FDA Finds ‘Deficiencies’ in Request for Nuplazid to Treat Dementia-Related Psychosis
The U.S. Food and Drug Administration (FDA) found “deficiencies” that preclude discussing further steps in the approval process for Nuplazid (pimavanserin) as a possible treatment of dementia-related psychosis, according to a press release from Acadia Pharmaceuticals, Nuplazid’s maker.
Discussions on “labeling and post-marketing requirements/commitments” cannot take place before certain issues related to the therapy’s supplemental new drug application (sNDA) are resolved, the FDA notification stated.
The FDA’s notice to Acadia is not a final decision on the application, which is under review, but likely reflects a need for more information. The specific deficiencies noted by the agency were not detailed.
“[T]here has been no clarification by the FDA at this time. The Company plans to work with the FDA to learn the nature of the deficiencies and seek to resolve them,” Acadia said in its release.

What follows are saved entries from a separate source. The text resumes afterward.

PR #757, opened 2024-01-03
Addition of data type check to schema validation 

GernotMaier:
Introduce data type checking for data tables, making sure that columns have the correct type.

Introduce at the same time clearer numpy data types (float32, float64), as we had issues in the past with getting this right.


simtools/data_model/validate_data.py
```diff
@@ -293,6 +294,33 @@ def _get_reference_unit(self, column_name):
 
         return u.Unit(reference_unit)
 
+    def _check_data_type(self, col, column_name):
```
VictorBarbosaMartins, line 297: the remaining functions usually return the final corrected value. I suggest doing the same for this function.

simtools/data_model/validate_data.py
```diff
@@ -293,6 +294,33 @@ def _get_reference_unit(self, column_name):
...
+
+        reference_dtype = self._get_reference_data_column(column_name).get("type", None)
+
+        if not np.issubdtype(col.dtype, reference_dtype):
+            self._logger.error(
+                f"Invalid data type in column '{column_name}'. "
+                f"Expected type '{reference_dtype}', found '{col.dtype}'"
+            )
+            raise TypeError
+
```
VictorBarbosaMartins, line 323: I think we could include either a debug or a info logger message here to inform the user that the column is validated.

VictorBarbosaMartins: and then test in the unit tests for a successful verification of the column catching the logger message

VictorBarbosaMartins (approved):
Good, just minor suggestions.

simtools/data_model/validate_data.py
GernotMaier: The difference with this function is that this is an 'either-the-type-is-correct-or-raise-error-function'.

For the other ones, we can convert (e.g., if a value is given in "km", and we convert it to "m".

simtools/data_model/validate_data.py
GernotMaier: Added.

simtools/data_model/validate_data.py
GernotMaier: Added a DEBUG statement.

VictorBarbosaMartins: sounds good!

VictorBarbosaMartins:
> @VictorBarbosaMartins - I've followed your suggestions, thanks for this.
> 
> Waiting for the tests and will then merge.

Thanks for considering my comments, I think we are good to go!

With its sNDA, Acadia is asking that Nuplazid be approved to treat the delusions and hallucinations associated with dementia-related psychosis. The FDA approved the therapy for treating psychosis-associated hallucinations and delusions in people with Parkinson’s disease in 2016.
The agency agreed to consider Acadia’s request to expand the treatment’s use to cover dementia-related psychosis in July 2020, with a decision expected by April 3.

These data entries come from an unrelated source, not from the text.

PR #156, opened 2019-02-06
[WIP] Convert Tower's middleware to return Boxed Errors

davidbarsky:
This PR _begins_ implementation of #131, but does not finish it. So far, this PR converted:

- `tower-inflight-limit`
- `tower-rate-limit`
- `tower-timeout`

I ran into issues on the following: 

- Some middleware defines errors that have _two_ generic parameters or more than two variants. In those cases, I still think the error should be collapsed into a _single_ boxed error, but I think thee's value in preserving some form of an error type that can be downcasted. In those cases, I think the correct approach is to defined multiple _public_ error structs that an end-library user can downcast to.
- Tower Mock makes interesting uses of oneshot channels. I'm not sure what the correct approach is there (note—the WIP tower-mock commit _does not_ compile).

### DIFF
--- a/tower-buffer/src/lib.rs
+++ b/tower-buffer/src/lib.rs
@@ -14,13 +14,13 @@ extern crate tower_direct_service;
 extern crate tower_service;
 
 use futures::future::Executor;
-use tokio_sync::mpsc;
-use tokio_sync::oneshot;
 use futures::{Async, Future, Poll, Stream};
 use std::marker::PhantomData;
 use std::sync::Arc;
-use std::{error, fmt};
+use std::{error::Error as StdError, fmt};
 use tokio_executor::DefaultExecutor;
+use tokio_sync::mpsc;
+use tokio_sync::oneshot;
 use tower_direct_service::DirectService;
 use tower_service::Service;
 
@@ -43,6 +43,8 @@ pub struct ResponseFuture<T, E> {
     state: ResponseState<T, E>,
 }
 
+type Error = Box<StdError + Send + Sync>;
+
 /// An error produced by a `Service` wrapped by a `Buffer`
 #[derive(Debug)]
 pub struct ServiceError<E> {
@@ -57,15 +59,51 @@ impl<E> ServiceError<E> {
     }
 }
 
-/// Errors produced by `Buffer`.
+/// The underlying `Service` is currently at capacity; wait for `poll_ready`.
 #[derive(Debug)]
-pub enum Error<E> {
-    /// The `Service` call errored.
-    Inner(E),
-    /// The underlying `Service` failed. All subsequent requests will fail.
-    Closed(Arc<ServiceError<E>>),
-    /// The underlying `Service` is currently at capacity; wait for `poll_ready`.
-    Full,
+pub struct FullError;
+
+impl StdError for FullError {
+    fn source(&self) -> Option<&(dyn StdError + 'static)> {
+        Some(self)
+    }
+}
+
+impl fmt::Display for FullError {
+    fn fmt(&self, f: &mut fmt::Formatter) -> fmt::Result {
+        write!(f, "Service at capacity")
+    }
+}
+
+/// The underlying `Service` failed. All subsequent requests will fail.
+#[derive(Debug)]
+pub struct ClosedError<E: Into<Error>>(Arc<ServiceError<E>>);
+
+impl<E> ClosedError<E>
+where
+    E: Into<Error> + fmt::Display + fmt::Debug + 'static,
+{
+    pub fn error(&self) -> &Arc<ServiceError<E>> {
+        &self.0
+    }
+}
+
+impl<E> StdError for ClosedError<E>
+where
+    E: Into<Error> + fmt::Display + fmt::Debug + 'static,
+{
+    fn source(&self) -> Option<&(dyn StdError + 'static)> {
+        Some(self)
+    }
+}
+
+impl<E> fmt::Display for ClosedError<E>
+where
+    E: Into<Error> + fmt::Display + fmt::Debug + 'static,
+{
+    fn fmt(&self, f: &mut fmt::Formatter) -> fmt::Result {
+        write!(f, "Service::{} failed: {}", self.0.method, self.0.inner)
+    }
 }
 
 /// An adapter that exposes the associated types of a `DirectService` through `Service`.
@@ -270,16 +308,18 @@ where
 impl<T, Request> Service<Request> for Buffer<T, Request>
 where
     T: Service<Request>,
+    <T as Service<Request>>::Error: Into<Error> + Send + Sync + 'static,
+    <T as Service<Request>>::Error: fmt::Display + fmt::Debug,
 {
     type Response = T::Response;
-    type Error = Error<T::Error>;
+    type Error = Error;
     type Future = ResponseFuture<T::Future, T::Error>;
 
     fn poll_ready(&mut self) -> Poll<(), Self::Error> {
         // If the inner service has errored, then we error here.
         self.tx
             .poll_ready()
-            .map_err(move |_| Error::Closed(self.get_error_on_closed()))
+            .map_err(move |_| ClosedError(self.get_error_on_closed()).into())
     }
 
     fn call(&mut self, request: Request) -> Self::Future {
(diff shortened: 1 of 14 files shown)


seanmonstar:
(Just so you don't think I'm ignoring, I'm offline until next week. I just stole a sneak at my inbox today... Bad Sean...)

davidbarsky:
Sean—no worries. Enjoy your time off!

tower-buffer/src/lib.rs
```diff
@@ -270,16 +308,18 @@ where
...
-    type Error = Error<T::Error>;
+    type Error = Error;
     type Future = ResponseFuture<T::Future, T::Error>;
 
     fn poll_ready(&mut self) -> Poll<(), Self::Error> {
         // If the inner service has errored, then we error here.
         self.tx
             .poll_ready()
-            .map_err(move |_| Error::Closed(self.get_error_on_closed()))
+            .map_err(move |_| ClosedError(self.get_error_on_closed()).into())
```
hawkw: TIOLI: It might be slightly tidier if you just modified `get_error_on_closed` to return a `ClosedError<T::Error>`, rather than having to wrap it here?

tower-buffer/src/lib.rs
```diff
@@ -337,21 +379,21 @@ where
 
             match self.state {
                 Full => {
-                    return Err(Error::Full);
+                    return Err(FullError.into());
                 }
                 Failed(ref e) => {
-                    return Err(Error::Closed(e.clone()));
+                    return Err(ClosedError(e.clone()).into());
```
hawkw: TIOLI: you could avoid having to explicitly call `into` here (and elsewhere) if you used the `?` operator instead:
```rust
Failed(ref e) => Err(ClosedError(e.clone()))?,
```

tower-buffer/tests/buffer.rs
```diff
@@ -95,9 +95,9 @@ fn when_inner_fails() {
     ::std::thread::sleep(::std::time::Duration::from_millis(100));
     with_task(|| {
         let e = res1.poll().unwrap_err();
-        if let Error::Closed(e) = e {
+        if let Some(e) = e.downcast_ref::<ClosedError<tower_mock::Error>>() {
             assert!(format!("{:?}", e).contains("poll_ready"));
-            assert_eq!(e.error(), &tower_mock::Error::Other("foobar"));
+            // assert_eq!(e.error(), &tower_mock::Error.downcast_ref::);
```
hawkw: This works but is somewhat ugly:
```suggestion
            assert_eq!(format!("{}", e.error().error()), "foobar".to_owned());
```

Unfortunately we can't downcast `e.error()` to `str`, as `downcast_ref` and `is` only work for `Sized` types, but the impl of `Error` is for `str` and not `&'a str`...

tower-buffer/src/lib.rs
```diff
@@ -57,15 +59,51 @@ impl<E> ServiceError<E> {
...
+/// The underlying `Service` is currently at capacity; wait for `poll_ready`.
 #[derive(Debug)]
-pub enum Error<E> {
-    /// The `Service` call errored.
-    Inner(E),
-    /// The underlying `Service` failed. All subsequent requests will fail.
-    Closed(Arc<ServiceError<E>>),
-    /// The underlying `Service` is currently at capacity; wait for `poll_ready`.
-    Full,
+pub struct FullError;
```
hawkw: TIOLI, but I would probably call this `Full` (and call `ClosedError` just `Closed`); IMO the impl of `Error` makes it pretty clear that this is an error...

tower-buffer/src/lib.rs
```diff
@@ -43,6 +43,8 @@ pub struct ResponseFuture<T, E> {
     state: ResponseState<T, E>,
 }
 
+type Error = Box<StdError + Send + Sync>;
```
hawkw: This is a bit of a nit, but I'd prefer we just refer to this type explicitly, and avoid the renaming import of `std::error::Error`...

tower-mock/src/lib.rs
```diff
@@ -307,22 +327,19 @@ impl<T, E> Respond<T, E> {
...
-                    Err(_) => Err(Error::Closed),
-                }
-            }
-            Error::NoCapacity => Err(Error::NoCapacity),
-            Error::Closed => Err(Error::Closed),
+        match self.rx.poll() {
+            Ok(Async::Ready(Ok(v))) => Ok(v.into()),
+            Ok(Async::Ready(Err(e))) => Err(e.into()),
+            Ok(Async::NotReady) => Ok(Async::NotReady),
+            Err(e) => Err(e.into()),
```
hawkw: Again, the question mark operator is probably our friend here, I think this match could be something like
```rust
match self.rx.poll()? {
    Async::Ready(ready) => Ok(ready?),
    Async::NotReady => Ok(Async::NotReady),
}
```

tower-buffer/src/lib.rs
carllerche: I personally prefer this (though I may have just referenced `std` directly instead of having a `use` statement, but that matters less to me. Repeatedly referencing `Box<Error + Send + Sync>` feels like code dup to me.

tower-buffer/src/lib.rs
carllerche: I am indifferent either way. 

That said, wouldn't the type be private after this change?

tower-buffer/src/lib.rs
davidbarsky: Oh, that'd be a good improvement. Most of the stuff I was doing here are _mostly_ mechanical.

tower-buffer/tests/buffer.rs
davidbarsky: That's way better, thanks!

tower-buffer/src/lib.rs
davidbarsky: I did `Box<Error + Send + Sync>` first, and then I switched to this type alias. I think the type alias definition being:

```rust
type Error = Box<std::error::Error + Send + Sync>
```
...would probably be best. Optionally, it could be placed in the root Tower crate, but I don't feel too strongly about it.

tower-mock/src/lib.rs
davidbarsky: True, yes—I'll switch it over to `?`.

tower-filter/src/lib.rs
```diff
@@ -99,11 +120,15 @@ impl<T, U> Filter<T, U> {
 }
 
 impl<T, U, Request> Service<Request> for Filter<T, U>
-where T: Service<Request> + Clone,
-      U: Predicate<Request>,
+where
+    T: Service<Request> + Clone,
+    T::Error: Into<Error>,
+    U: Predicate<Request>,
+    <U as Predicate<Request>>::Error: Into<Error>,
```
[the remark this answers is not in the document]
davidbarsky: Good point—it'll clean up the type signatures too.

tower-filter/src/lib.rs
```diff
@@ -99,11 +120,15 @@ impl<T, U> Filter<T, U> {
...
+    <T as Service<Request>>::Error: Into<Error>,
```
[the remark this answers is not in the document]
davidbarsky: I _don't_ recall—I'll double-check.

tower-buffer/src/lib.rs
```diff
@@ -57,15 +59,51 @@ impl<E> ServiceError<E> {
...
-    /// The `Service` call errored.
-    Inner(E),
-    /// The underlying `Service` failed. All subsequent requests will fail.
-    Closed(Arc<ServiceError<E>>),
-    /// The underlying `Service` is currently at capacity; wait for `poll_ready`.
-    Full,
+pub struct FullError;
+
+impl StdError for FullError {
+    fn source(&self) -> Option<&(dyn StdError + 'static)> {
```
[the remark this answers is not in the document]
davidbarsky: Good point, fixed.

tower-buffer/src/lib.rs
hawkw: @carllerche no, I don't think so, if the user wishes to downcast or use `error.source().is::<tower_buffer::Full>(), etc..

tower-buffer/src/lib.rs
hawkw: It's the renaming import that I'm really not fond of, but it's not particularly important to me...

tower-buffer/src/lib.rs
carllerche: I would probably put it in an `error` module... like https://docs.rs/tokio-sync/0.1.1/tokio_sync/mpsc/error/index.html

not sure if it should be `error` or `errors`.

carllerche:
Thanks for doing the initial work. This change has been applied to master over a number of PRs.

“If approved, Nuplazid would be the first therapy indicated for the treatment of hallucinations and delusions associated with dementia-related psychosis,” Steve Davis, CEO of Acadia, said at the time.

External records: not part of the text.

PR #161, opened 2019-02-21
Require `poll_ready` to be called before `call`

carllerche:
This updates the `Service` contract requiring `poll_ready` to be called
before `call`. This allows `Service::call` to panic in the event the
user of the service omits `poll_ready` or does not wait until `Ready` is
observed.

### DIFF
--- a/tower-buffer/src/lib.rs
+++ b/tower-buffer/src/lib.rs
@@ -58,8 +58,6 @@ pub enum Error<E> {
     Inner(E),
     /// The underlying `Service` failed. All subsequent requests will fail.
     Closed(Arc<ServiceError<E>>),
-    /// The underlying `Service` is currently at capacity; wait for `poll_ready`.
-    Full,
 }
 
 mod sealed {
@@ -113,7 +111,6 @@ struct State<E> {
 }
 
 enum ResponseState<T, E> {
-    Full,
     Failed(Arc<ServiceError<E>>),
     Rx(oneshot::Receiver<Result<T, Arc<ServiceError<E>>>>),
     Poll(T),
@@ -202,9 +199,7 @@ where
                         state: ResponseState::Failed(self.get_error_on_closed()),
                     }
                 } else {
-                    ResponseFuture {
-                        state: ResponseState::Full,
-                    }
+                    panic!("buffer full; poll_ready must be called first");
                 }
             }
             Ok(_) => ResponseFuture {
@@ -242,9 +237,6 @@ where
             let fut;
 
             match self.state {
-                Full => {
-                    return Err(Error::Full);
-                }
                 Failed(ref e) => {
                     return Err(Error::Closed(e.clone()));
                 }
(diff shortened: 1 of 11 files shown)


tower-buffer/src/lib.rs
```diff
@@ -202,9 +199,7 @@ where
                         state: ResponseState::Failed(self.get_error_on_closed()),
                     }
                 } else {
-                    ResponseFuture {
-                        state: ResponseState::Full,
-                    }
+                    panic!("buffer full; poll_ready must be called first");
```
seanmonstar: I know in Linkerd2, we make use of buffers in places where calling `poll_ready` isn't feasible or possible. This change would crash the proxy instead of denying the request.

carllerche: Ah yes, linkerd used this strategy before we came up w/ a good alternative. The strategy for linkerd is to clone the request into the response future (I believe the router is the primary spot for this).

seanmonstar: Clone the request? Or clone the `Service`?

jonhoo:
I think https://github.com/tower-rs/tower/blob/25eb52153d895377c9606b22cc4bff5b7f4193df/tower-buffer/src/lib.rs#L192-L200 can then also be fixed up a little?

Classified as a selective serotonin inverse agonist, Nuplazid specifically blocks the activity of serotonin 5-HT2A receptors. Past research has linked these receptors to psychosis, depression, and other neuropsychiatric disorders.
Nuplazid was found to significantly lower the risk of a psychosis relapse — a worsening of hallucinations and delusions — in a wide range of people with dementia-related psychosis who participated in the Phase 3 HARMONY trial (NCT03325556). People taking Nuplazid in this trial were 2.8 times less likely to experience a psychosis relapse than those given a placebo.
HARMONY enrolled 392 patients with a mean age of 74.5. Of these, 76% were Alzheimer’s patients with related dementia, while about 15% had Parkinson’s-related dementia, Acadia reported in 2019.
The therapy was found to be well tolerated, and its use did not associate with the cognitive decline that accompanies the use of other antipsychotic medications throughout the trial’s nine months.
The most common side effects included headaches (9.5% with Nuplazid vs 4.5% with placebo) and urinary tract infections (6.7% vs 3.6%).
Two other clinical trials supported Nuplazid’s effectiveness. These were a Phase 2 trial (NCT02035553) in individuals with Alzheimer’s disease psychosis that reported short-term benefits, and a Phase 3 study (NCT01174004) in people with Parkinson’s disease psychosis. The latter study supported the application leading to Nuplazid’s current FDA approval.